According to state law, public pension funds must be considered “actuarially sound” before paying out a pension increase. Texas state retirees were promised they would retire with dignity and economic security when they began their careers with the state. In order for the Legislature to fulfill that promise, COLA’s must be provided for both ERS and TRS retirees.
During the Interim both the ERS and TRS Boards voted to lower the expected rate of returns for both funds. ERS Lowered their expected rate of return from 8% to 7.5 % and TRS from 8% to 7.25%. What this means is that if action is not taken the ERS Fund will be depleted by 2084 and TRS will not be fully funded for 87 years.
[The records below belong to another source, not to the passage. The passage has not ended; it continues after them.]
PR #2989, opened 2023-04-14
Add API to store data to scan for exposures

Vinnl:
# References: 
Jira: MNTOR-1543
Figma: https://www.figma.com/file/iJFOikscJeplRBOuKOtYEW/Onboarding?node-id=297%3A26021&t=AExoU4tTaoOmlEt9-4

# Description

This adds an API at `/api/v1/user/exposures/` that allows passing in the data to scan for to find exposures. And adds a button at `/user/exposures` to send mock data to that API, to test it out.

# How to test

Make sure to run the migrations first and add the sandbox `ONEREP_API_KEY` to your env vars (ask me or Amri), then visit http://localhost:6060/user/exposures. Open your browser's network console before you click the button. After clicking it, your user should have a OneRep profile ID, and no longer be shown the button.

- [ ] Commits in this PR are minimal and [have descriptive commit messages](https://chris.beams.io/posts/git-commit/). - Will fixup before merging.
- [ ] I've added a unit test to test for potential regressions of this bug. - The API layer is pretty thing, so not sure how much value it adds, but willing to give it a go if desired.

### DIFF
--- a/src/controllers/exposures.js
+++ b/src/controllers/exposures.js
@@ -6,12 +6,18 @@ import { mainLayout } from '../views/mainLayout.js'
 import { generateToken } from '../utils/csrf.js'
 import { exposuresSetup } from '../views/partials/exposuresSetup.js'
 import { exposuresList } from '../views/partials/exposuresList.js'
+import { listScanResults } from '../external/onerep.js'
 
 /**
  * @type {import('express').RequestHandler}
  */
-async function exposuresPage (req, res) {
-  const showDashboard = await hasSetUpExposureScanning(req.user)
+async function exposuresPage (req, res, next) {
+  if (!req.user) {
+    next()
+    return
+  }
+  const user = req.user
+  const showDashboard = hasSetUpExposureScanning(user)
 
   if (!showDashboard) {
     /**
@@ -21,12 +27,13 @@ async function exposuresPage (req, res) {
       partial: exposuresSetup,
       csrfToken: generateToken(res, req),
       nonce: res.locals.nonce,
-      fxaProfile: req.user?.fxa_profile_json
+      fxaProfile: user.fxa_profile_json
     }
     res.send(mainLayout(data))
     return
   }
 
+  const scanResults = await listScanResults(user.onerep_profile_id)
   /**
    * @type {MainViewPartialData<import('../views/partials/exposuresList').PartialParameters>}
    */
@@ -34,20 +41,19 @@ async function exposuresPage (req, res) {
     partial: exposuresList,
     csrfToken: generateToken(res, req),
     nonce: res.locals.nonce,
-    fxaProfile: req.user?.fxa_profile_json
+    fxaProfile: user.fxa_profile_json,
+    scanResults
   }
 
   res.send(mainLayout(data))
 }
 
 /**
- * @param {import('express').Request['user']} user
- * @returns {Promise<boolean>} Whether the user has set up exposure scanning already
+ * @param {NonNullable<import('express').Request['user']>} user
+ * @returns {user is import('express').Request['user'] & { onerep_profile_id: number }} Whether the user has set up exposure scanning already
  */
-async function hasSetUpExposureScanning (user) {
-  // TODO: Once the back-end supports storing a user's exposure scan data,
-  //       check whether it has been entered:
-  return false
+function hasSetUpExposureScanning (user) {
+  return typeof user.onerep_profile_id === 'number'
 }
 
 export { exposuresPage }
--- a/src/db/tables/subscribers.js
+++ b/src/db/tables/subscribers.js
@@ -124,6 +124,18 @@ async function removeFxAData (subscriber) {
   return updatedSubscriber
 }
 
+/**
+ * @param {import('./subscribers_types').SubscriberRow} subscriber
+ * @param {number} onerepProfileId
+ */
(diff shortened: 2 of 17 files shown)


src/controllers/store-exposure-scan-data.js
```diff
@@ -0,0 +1,46 @@
...
+  }
+  const exposureScanInput = parseExposureScanData(req.body)
+  if (exposureScanInput === null) {
+    res.status(400).send({ success: false })
+    return
+  }
+
+  try {
+    const onerepProfileId = await createProfile(exposureScanInput)
+    await activateProfile(onerepProfileId)
```
Vinnl, line 32: When a user enters their data but is not a Premium user yet, we're supposed to do a single scan, without monitoring yet. The API docs mention that the first profile activation triggers a scan (with `initial` as the `reason`), but it's not clear to me if that also activates monitoring and automatic opt-out. If so, we probably don't want to do this here, but I'm not sure if we can then trigger a one-time scan.

src/client/js/partials/exposures-setup.js
```diff
@@ -0,0 +1,58 @@
+/* This Source Code Form is subject to the terms of the Mozilla Public
+ * License, v. 2.0. If a copy of the MPL was not distributed with this
+ * file, You can obtain one at http://mozilla.org/MPL/2.0/. */
+
+/** @type {HTMLDivElement} */
+// @ts-ignore: We guard against a null value by not calling init():
```
rhelmer, line 6: Hm, are you sure this is needed? The `lint:ts` target and VSCode both don't complain if I remove this comment.

src/db/tables/subscribers.js
```diff
@@ -124,6 +124,18 @@ async function removeFxAData (subscriber) {
   return updatedSubscriber
 }
 
+/**
+ * @param {import('./subscribers_types').SubscriberRow} subscriber
+ * @param {number} onerepProfileId
+ */
+async function setOnerepProfileId (subscriber, onerepProfileId) {
+  await knex('subscribers')
+    .where('id', '=', subscriber.id)
```
rhelmer, line 133: Nit: KNEX also [supports](https://knexjs.org/guide/query-builder.html#where):
```suggestion
    .where('id', subscriber.id)
```

src/db/tables/subscribers_types.d.ts
```diff
@@ -0,0 +1,10 @@
+// This file contains types for subscribers.js until it's fully typed
```
rhelmer, line 1: Thanks for adding type definitions!

src/controllers/exposures.js
```diff
@@ -21,33 +27,33 @@ async function exposuresPage (req, res) {
...
+  const scanResults = await listScanResults(user.onerep_profile_id)
   /**
    * @type {MainViewPartialData<import('../views/partials/exposures-list').PartialParameters>}
    */
   const data = {
     partial: exposuresList,
     csrfToken: generateToken(res, req),
     nonce: res.locals.nonce,
-    fxaProfile: req.user?.fxa_profile_json
+    fxaProfile: req.user?.fxa_profile_json,
```
rhelmer, line 44: Nit: should this use `user` variable as above? I know you didn't really modify this other than appending `,` but still :)

rhelmer (approved):
lgtm, just a few nits you can take or leave. Thanks!

src/client/js/partials/exposures-setup.js
Vinnl: Yeah, that's because I did not finish the typings in this file and thus did not add it to the `tsconfig.json`. I did so now in 254764a1b, though for our client-side partials, with all cajoling going on to obtain elements and string from a DOM that is disconnected from the script, and thus lots of non-null assertions being needed, I'm not sure how much value typing provides there.

src/db/tables/subscribers.js
Vinnl: Ah, good to know. I hadn't used Knex before, so I think I just got this from the docs: 97139c2ea

src/controllers/exposures.js
Vinnl: Oh heh, yeah that's more consistent: 305a61afe

src/controllers/store-exposure-scan-data.js
Vinnl: Updated, because I found the [Scan Pathway](https://docs.onerep.com/#section/Scan-Pathway) docs, which provided the answer (you can scan without activating the profile).

src/client/js/partials/exposures-setup.js
Vinnl: Oh that's right, I didn't add it to `tsconfig.json` because it references the `request-breach-scan` controller module, which references a couple of untyped modules and thus causes errors. 4ecc4ca1c

cadeyrn:
@Vinnl I see that you use the OneRep API. But OneRep does not seem to work for people outside of the USA. Will this feature be US only or are there any plans for a similar feature for people in other parts of the world, like Europe?

Vinnl:
Hi @cadeyrn, AFAIK we'd always like to make features as widely available as possible, technical, legal and pricing constraints allowing, but try not to make promises about that before we're sure that we can keep them - especially not in off-hand comments on GitHub :) I expect [the Distilled blog](https://blog.mozilla.org/en/category/privacy-security/) to make announcements when we have any to make, so I'd recommend following that.

PR #2996, opened 2023-04-17
MNTOR-1130: Animations preview

flozia:
# References: 
Jira: [MNTOR-1130](https://mozilla-hub.atlassian.net/browse/MNTOR-1130)

# Description

Adds a test preview for Lottie animations.

# Screenshot

mntor-1130-lottie-preview

# How to test

1. Navigate to `/preview/animations` — the `/preview` route should be only available for `dev` and `staging`
2. Select and play/pause animations


src/client/js/partials/animationPreview.js
```diff
@@ -0,0 +1,55 @@
+/* This Source Code Form is subject to the terms of the Mozilla Public
+ * License, v. 2.0. If a copy of the MPL was not distributed with this
+ * file, You can obtain one at http://mozilla.org/MPL/2.0/. */
+
+import '../../lib/lottie.min.js'
```
flozia, line 5: I would really like to use the node module `lottie-web` here.

rhelmer (changes requested):
preview lgtm overall, question about whether (and how) we could support `prefers-reduced-motion`.

toufali (commented):
Thanks for the initial exploration here!  A few thoughts:
- as written, this wouldn't work in prod because `npm start` bundles code in `client/js/`.  We'd probably want to move `lib/` into `client/js/`, and then have ESBuild watch that directory as we do for the partials directory.  That being said, I was not able to get this module running after processing with ESBuild – ESBuild (or was it ESLint) issued warnings for this package, suggesting that lottie isn't well suited for module imports (also note the use of `eval`):
`[WARNING] The CommonJS "module" variable is treated as a global variable in an ECMAScript module and may not work as expected [commonjs-variable-in-esm]`
`[WARNING] Using direct eval with a bundler is not recommended and may cause problems`
TL:DR we might consider a script tag to avoid processing with ESBuild, and further we could consider use one of the CDN links provided (adjusting CSP as needed)

- Loading the minified version of the lottie package was still very heavy at ~300kB. To me, it suggests this package might be overkill for the scope of our product? Especially since the animations I previewed from UX appeared to simple transformations (rotation, translate, etc).  What I'm trying to say is, I wonder if we might push for a simpler alternative since our product does not depend on complex SVG animations enabled by Lottie?  A discussion to be had with PM/UX.

- Have you worked with SVG animations before?  I wonder if the scope of this spike still has time to explore this as an alternative, particularly for simple transformations like the ones UX previewed?  Or perhaps the AE Lottie plugin might export to native SVG without need for the large package load – assuming simple animations only?

PR #2999, opened 2023-04-18
Add eslint-plugin-check-file

jswinarton:
# Description

Add the eslint-plugin-check-file package to the dev requirements. eslint complains about this being missing if it's not there.


Vinnl:
I think this package is already listed in `/src/package.json`; @toufali's work should unify those two.

jswinarton:
You are absolutely correct and it turns out my branch was a couple commits behind main. Sorry for the premature PR!

PR #2961, opened 2023-03-31
Add links to company websites for breach resolution

flozia:
# References: 
Jira: [MNTOR-1504](https://mozilla-hub.atlassian.net/browse/MNTOR-1504)

# Description

Adds a link to the breach resolution when passwords or security questions were involved.

# Screenshot

MNTOR-1504

# How to test

1. Login with an account or add an email address that was exposed in a breach.
2. Visit `/user/breaches`
3. If the breach includes passwords or security questions there should be a link to the company website in the associated resolution step.

# Checklist (Definition of Done)
- [x] Localization strings (if needed) have been added.
- [x] Commits in this PR are minimal and [have descriptive commit messages](https://chris.beams.io/posts/git-commit/).
- [x] I've added or updated the relevant sections in readme and/or code comments
- [x] I've added a unit test to test for potential regressions of this bug.
- [x] Product Owner accepted the User Story (demo of functionality completed) or waived the privilege.
- [x] All acceptance criteria are met.
- [x] Jira ticket has been updated (if needed) to match changes made during the development process.
- [x] Jira ticket has been updated (if needed) with suggestions for QA when this PR is deployed to stage.

PR #3000, opened 2023-04-19
Additional tests for blocklisted breach resolution links

flozia:
Additional tests for the blocked company domain links in the breach resolution as requested and promised in https://github.com/mozilla/blurts-server/pull/2961#discussion_r1170343857.

### DIFF
--- a/src/utils/breachResolution.test.js
+++ b/src/utils/breachResolution.test.js
@@ -4,6 +4,7 @@
 
 import test from 'ava'
 
+import AppConstants from '../appConstants.js'
 import { initFluentBundles, updateLocale } from './fluent.js'
 import { filterBreachDataTypes, appendBreachResolutionChecklist, BreachDataTypes } from './breachResolution.js'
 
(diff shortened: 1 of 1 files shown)


src/utils/breachResolution.test.js
```diff
@@ -158,15 +159,61 @@ test('appendBreachResolutionChecklist: data class with a resolution referring to
...
+        DataClasses: [BreachDataTypes.Passwords, BreachDataTypes.SecurityQuestions],
+        Name: 'blockedCompanyName',
+        Domain: 'blockedCompanyName.com'
+      }]
+    }],
+    unverifiedEmails: []
+  }
+
+  appendBreachResolutionChecklist(userBreachData)
+
```
Vinnl, line 206: I assume this needn't be called twice?

```suggestion
```

Vinnl (approved):
Looking good! Does `t.is` do partial matches? (Since you were able to add the part about the password manager without updating the code.)

src/utils/breachResolution.test.js
flozia: No, it doesn’t. Leftover from when I had both test cases combined in one.

flozia:
> Looking good! Does `t.is` do partial matches? (Since you were able to add the part about the password manager without updating the code.)

The change originally was introduced in another PR by https://github.com/mozilla/blurts-server/pull/2961/commits/94152f52e3da20813118966c0006e0ea8021a13b. During cherry-picking I must have messed something up and it resulted in another commit hash: https://github.com/mozilla/blurts-server/pull/3000/commits/83f1fb95d935318b1305f52f0fe590db1788fd14.

PR #3003, opened 2023-04-20
Proposal: caching static generated assets

Vinnl:
(Draft, so that we can discuss whether this is the right approach.)

# References: 
Jira: MNTOR-1552
Figma: N/A

This adds a hash of our client-side CSS and JS files to their filenames, and adds a function `getAssetPath` that returns that hashed file name given an original filename. I don't like how this requires us to remember to always use that function when referring to static assets, but I'm also not aware of a better way, as long as we're manually writing `<script>` and `<link>` tags.

Open questions:
- Do we want this? If not, what _do_ we want?
- ~~[How do we distinguish between built- and un-built environments?](https://mozilla.slack.com/archives/CEV7MGSQH/p1681999187269279) `NODE_ENV` still seems to be `dev` even when running `npm start`.~~ Fixed [using `npm_lifecycle_event`](https://mozilla.slack.com/archives/CEV7MGSQH/p1682006006342409?thread_ts=1681999187.269279&cid=CEV7MGSQH): a1d3a97b7
- How to deal with assets not handled by ESBuild, e.g. images?
- This still doesn't work; it looks like some script is referencing something under `/oath` and I'm not sure what yet, so I haven't been able to test the logged-in site yet.

So don't merge this, but do give input on the above :)

### DIFF
--- a/src/app.js
+++ b/src/app.js
@@ -170,7 +170,16 @@ try {
 }
 
 app.use(noSearchEngineIndex)
-app.use(express.static(staticPath))
+app.use(express.static(staticPath, {
+  setHeaders: (res, path, stat) => {
+    if (path.substring(0, path.lastIndexOf('.')).endsWith('.hashed')) {
+      // Files with extensions like `.hashed.js` have a content hash in their
+      // file name, and hence will have a new filename if their content changes.
+      // Thus, it can be cached basically forever:
+      res.set('Cache-Control', 'max-age=31536000, immutable')
+    }
+  }
+}))
 app.use(express.json())
 app.use(cookieParser(AppConstants.COOKIE_SECRET))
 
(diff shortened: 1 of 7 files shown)


toufali (commented):
Thank you for exploring what would be needed to go hashed/immutable route!  Agreed that our setup makes hashed more complicated.  I think the additional complexity is overkill for the payoff...

I spent too much time researching this and formed the opinion that we should simply set Cache-Control to something that makes sense and be done!  e.g.
```
app.use(express.static(staticPath, {
  setHeaders: res => res.set('Cache-Control', 'max-age=86400, stale-while-revalidate=86400')
}))
```
Since we're SSR, we have a bonus with this approach in that we shouldn't even need to worry about HTML files.  And as you pointed out, ETags are already set up and should play nice here.  

The simple approach seems plenty for a repeat user, without added complexity and potential bugs to our codebase – happy to continue discussion and get your/other thoughts.

Vinnl:
OK, closing this; this'll probably get handled automatically if we execute on https://github.com/mozilla/blurts-server/pull/3019 anyway.

PR #3010, opened 2023-04-26
MNTOR-1271: Extend errors classes

flozia:
# References: 
Jira: [MNTOR-1271](https://mozilla-hub.atlassian.net/browse/MNTOR-1271)

# Description

Update `Errors` module to be central store for serving unified error messages.

# How to test

Since this PR is replacing error classes across the codebase we just should make sure, that the error types that are being replaced are the ones we would expect to be thrown.

For testing the client-side error that is showing a toast notification optionally one could invert the condition [in this line](https://github.com/mozilla/blurts-server/pull/3010/files#diff-135402cfb34bfc8e8f3df69241e60d14eec552b4edfdbbf87996209784f60c4aR59) and trigger a modal.


src/client/js/dialog.js
```diff
@@ -54,7 +56,11 @@ async function openDialog (path) {
       }
     })
 
-    if (!res.ok) throw new Error('Bad fetch response')
+    if (!res.ok) {
+      throw new ClientError('Something went wrong. Please try again or come back later.', {
+        action: 'toast'
```
pdehaan, line 61: nit: We define an enum in src/client/js/error.js:
https://github.com/mozilla/blurts-server/blob/a80f61a40fd6338ebcd3392fe5de52cec3c8365a/src/client/js/error.js#L6-L9

Not sure if we should be exporting that, importing it here, and using `ErrorActionTypes.Toast`.

src/client/js/error.js
```diff
@@ -0,0 +1,50 @@
+/* This Source Code Form is subject to the terms of the Mozilla Public
+ * License, v. 2.0. If a copy of the MPL was not distributed with this
+ * file, You can obtain one at http://mozilla.org/MPL/2.0/. */
+
+const genericErrorMessage = 'Something went wrong. Please try again or come back later.'
+const ErrorActionTypes = {
+  None: 'none',
+  Toast: 'toast'
+}
```
pdehaan, line 9: Mentioned briefly (and probably poorly) in previous comment, but should this be exported so other file(s) can use the error type consts?

src/client/js/error.js
```diff
@@ -0,0 +1,50 @@
...
+class ClientError extends Error {
+  /**
+   * @param {string} message
+   * @param {Array<{ action: string, targetHref: string }>} config
+   */
+  constructor (message, config = defaultConfig) {
+    super(message, config)
+
+    this.config = config
+    this.message = message || genericErrorMessage
```
pdehaan, line 21: q: why fall back to `genericErrorMessage` here, versus as a constructor default (like `defaultConfig`)?
Probably doesn't matter, just personally curious I guess. And whether it makes a difference since we call `super(message, config)` with a potentially falsy `message`.

Vinnl (commented):
Intuitively this seems fine to me (pending Peter's questions), but since observability is primarily a backend question, I'd like to defer to @mansaj's expertise for approval.

src/utils/email.js
```diff
@@ -133,7 +133,7 @@ function getUnsubscribeCtaHref ({ subscriber, isMonthlyEmail }) {
   }
 
   if (isMonthlyEmail && !subscriber.primary_verification_token) {
-    throw new Error('subscriber has no primary verification_token')
+    throw new MethodNotAllowedError('subscriber has no primary verification_token')
```
mansaj, line 136: Err 405 "indicates that the web server has recognized a request from a web browser to access the website but rejects the specific HTTP method"

This seems like a 400 or 401

src/utils/error.js
```diff
@@ -2,49 +2,123 @@
  * License, v. 2.0. If a copy of the MPL was not distributed with this
  * file, You can obtain one at http://mozilla.org/MPL/2.0/. */
 
-class UserInputError extends Error {
+import { getMessage } from './fluent.js'
+
+const genericErrorMessage = 'Something went wrong. Please try again or come back later.'
+const permissionErrorMessage = 'You don’t have permission to access this content.'
+const tooManyRequestsErrorMessage = 'Too many requests received. Please try again later. '
```
mansaj, line 9: Are these messages supposed to be localized? ie a part of a fluent file?

src/utils/hibp.js
```diff
@@ -44,18 +44,18 @@ async function _throttledFetch (url, reqOptions, tryCount = 1) {
       case 429:
         log.info('_throttledFetch', { err: 'Error 429, tryCount: ' + tryCount })
         if (tryCount >= HIBP_THROTTLE_MAX_TRIES) {
-          throw fluentError('error-hibp-throttled')
+          throw FluentError('error-hibp-throttled')
```
mansaj, line 47: Is this InternalServerError?

src/utils/hibp.js
```diff
@@ -156,7 +156,7 @@ async function loadBreachesIntoApp (app) {
     app.locals.breaches = breaches
     app.locals.breachesLoadedDateTime = Date.now()
   } catch (error) {
-    throw fluentError('error-hibp-load-breaches')
+    throw FluentError('error-hibp-load-breaches')
```
mansaj, line 159: Is this also internal server error?
I think we can get rid of the concept of "FluentError" and just write out `getMessage()` when necessary. `FluentError` isn't doing too much as a wrapper imo

Hopefully when we get more of these messages standardized and translated, most if not all errors will be fluent errors

42-star:
I get a lot of those error codes all the time.

Sent from Outlook for Android<https://aka.ms/AAb9ysg>
________________________________

src/client/js/dialog.js
```diff
@@ -54,7 +56,11 @@ async function openDialog (path) {
       }
     })
 
-    if (!res.ok) throw new Error('Bad fetch response')
+    if (!res.ok) {
+      throw new ClientError('Something went wrong. Please try again or come back later.', {
```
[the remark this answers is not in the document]
flozia: Unfortunately, we are currently not able to localize client-side strings and would need to pass them from the backend. We deprioritized adding this functionality in light of upcoming changes that would resolve the issue.

I’m using a default message inside of the error class now so we can just pass `null` — thanks for the suggestion!

src/client/js/dialog.js
flozia: Done in https://github.com/mozilla/blurts-server/pull/3010/commits/18a61ed85714578ca0a05edf669d2bdb2080828c.

src/utils/hibp.js
```diff
@@ -44,18 +44,18 @@ async function _throttledFetch (url, reqOptions, tryCount = 1) {
...
           return await _throttledFetch(url, reqOptions, tryCount)
         }
       default:
-        throw new Error(`bad response: ${response.status}`)
+        throw new InternalServerError(`bad response: ${response.status}`)
     }
   } catch (err) {
     log.error('_throttledFetch', { err })
-    throw fluentError('error-hibp-connect')
+    throw FluentError('error-hibp-connect')
```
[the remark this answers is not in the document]
flozia: Good observation! Added `throw new` to the missing instances: https://github.com/mozilla/blurts-server/pull/3010/commits/375109eb27d3cb69637d0f75e1f8d129eeecc154.

src/utils/error.js
```diff
@@ -2,49 +2,123 @@
  * License, v. 2.0. If a copy of the MPL was not distributed with this
  * file, You can obtain one at http://mozilla.org/MPL/2.0/. */
 
-class UserInputError extends Error {
+import { getMessage } from './fluent.js'
+
+const genericErrorMessage = 'Something went wrong. Please try again or come back later.'
```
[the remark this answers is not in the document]
flozia: I was planning on adding localized strings after a first pass or as a follow-up for server-side strings. Just to make sure there are no resulting string changes.

src/client/js/error.js
flozia: The thinking was: Passing `null` the arg would not fall back to a default value. Only no value or `undefined` would make that happen and personally, I’d like the option of being able to pass `null` like now [here](https://github.com/mozilla/blurts-server/pull/3010/files#diff-135402cfb34bfc8e8f3df69241e60d14eec552b4edfdbbf87996209784f60c4aR60). Adding `message` to super is definitely redundant in this case, though. Addressed this in commit https://github.com/mozilla/blurts-server/pull/3010/commits/e62334fb364d7e4de8386c6838fcfb43d7896d66 — WDYT?

src/utils/error.js
flozia: We could localize them, but we currently don’t show them anywhere user-facing. It might make sense to only localize them as soon we surface them in case we need them to change.

src/utils/hibp.js
flozia: Good idea — I removed `FluentError` in [21ef539](https://github.com/mozilla/blurts-server/pull/3010/commits/21ef539c1c3ebdbfafb41d37853f42680c42cbd9).

mansaj (approved):
LGTM thanks

src/utils/error.js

Immediate action must be taken to fulfill the states constitutional obligation to fund the pensions to actuarially sound principals.
Include Juvenile Justice Employees in LECORSF
ERS’s “Law Enforcement and Custodial Officers Supplemental Retirement Fund (LECOSRF)” was designed for state employees who deal with offenders on a daily basis. It allows staff in positions with a high rate of injury to retire after 20 years of service as long as they are over the age of 57.
JCO’s and Case Managers in the Texas Juvenile Justice Department work in a dangerous environment with the highest injury rate of all state agencies and one of the highest turnover rates. They need to be included to help reduce turnover and shorten the amount of time employees have to work in such a dangerous environment. Many TJJD staff get seriously injured before they can meet the rule of 80 and retire through the current system. They need a 20-year retirement plan for the stress and risk they have to endure working in TJJD.